Stan Brakhage in Memoriam
The recently deceased Stan Brakhage (January 14, 1933 – March 9, 2003) undoubtedly was one of the key figures in the development of experimental film after the Second World War. He made many hundreds of films varying in length from nine seconds to more than four hours. With his films Brakhage changed the perception of what film exactly is. Films can be made without actors and storyline, and even without a camera as shown by him with his many hand-painted films. Film is able to represent perception and visual stimuli in a very direct manner. Film is light, colour and movement. Over the years, the Impakt Festival has shown many works of Stan Brakhage and with a small In Memoriam program Impakt wishes to commemorate Stan Brakhage and his work.

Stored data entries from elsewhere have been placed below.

PR #308, opened 2020-08-29
fix(pdf-import): improve the quality of PDF import

dselman:

Reimplement the transformation from PDF to CommonMark, using pdf2json, which itself uses pdf.js. The implementation detects paragraphs, bold and italic and has an option to preserve page breaks.

### Changes
- New implementation of PdfTransformer.toCiceroMark

### Flags
- Occasionally some words get merged, this is due to https://github.com/modesty/pdf2json/issues/94

### Related Issues
- Issue #<NUMBER HERE>
- Pull Request #<NUMBER HERE>


packages/markdown-pdf/src/PdfTransformer.js
```diff
@@ -83,12 +82,88 @@ class PdfTransformer {
...
-        return this.ciceroMarkTransformer.fromMarkdown(plainText, format);
+    async toCiceroMark(input, format = 'concerto', options = { paragraphVerticalOffset: 1, preservePages: true }) {
+        return new Promise( (resolve, reject) => {
+            const pdfParser = new PDFParser(null, false);
+            const errorCallback = (errData) => reject(`PDF parsing failed with error ${errData.parserError}`);
+            const conversionCallback = (pdfData) => {
 
+                const document = {
+                    $class : 'org.accordproject.commonmark.Document',
+                    xmlns : pdfData.formImage.Id.Name,
```
jeromesimeon, line 98: This `xmlns` part of the model is rather confusing. Not sure I know what it means in general.

packages/markdown-pdf/src/PdfTransformer.test.js
```diff
@@ -86,8 +129,11 @@ describe('pdf import', () => {
     getPdfFiles().forEach(([file, pdfContent], i) => {
```
jeromesimeon, line 129: This whole thing needs an `await`, or the subsequent `getMarkdownFiles()` needs to be in a `then`.

dselman: Not sure I understand. Those are separate tests. Jest will await tests that return promises automatically.

jeromesimeon: Doesn't the markdown test need to wait for the files to be written? (I may have misunderstood the structure of the tests).

packages/markdown-pdf/src/PdfTransformer.js
dselman: Agreed - the naming is bad. The idea was that this would be some sort of canonical name/id for the document itself.

packages/markdown-pdf/src/PdfTransformer.test.js
dselman: No, the PDFs the tests write out are just to help debugging. There are separate PDFs that are committed that are the input to the subsequent tests.

PR #79, opened 2015-12-05
Fixing SharePermission checks to not include entities that are alread…

aklish:
…y in a collection

Added unit tests


clayreimann:
[LGTM](http://lgtm.in/i/mtXcg6Spq)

On Thursday 5 June Simon Field, artistic director of the Rotterdam Film Festival will introduce the screenings of the Stan Brakhage In Memoriam. Simon Field was a personal friend of Stan Brakhage and is well known with his work.
Thursday, 5 June, 20.00h, Cinema
Sunday, 8 June, 15.00h, Cinema
DOG STAR MAN: PRELUDE AND PART 1, 2, 3 AND 4
16mm / 01:18:00 / USA / 1961-1964
“Dog Star Man” is generally considered as Stan Brakhage’s most important work and it is listed alongside “Citizen Kane”, “Star Wars” and the Zapruder footage of the John F. Kennedy assassination as among the most important films ever made, according to the National Film Registry at the Library of Congress. Dog Star Man is an epic drama of the creation of the universe. The film consists of 4 parts and a prelude, all made within a period of 4 years.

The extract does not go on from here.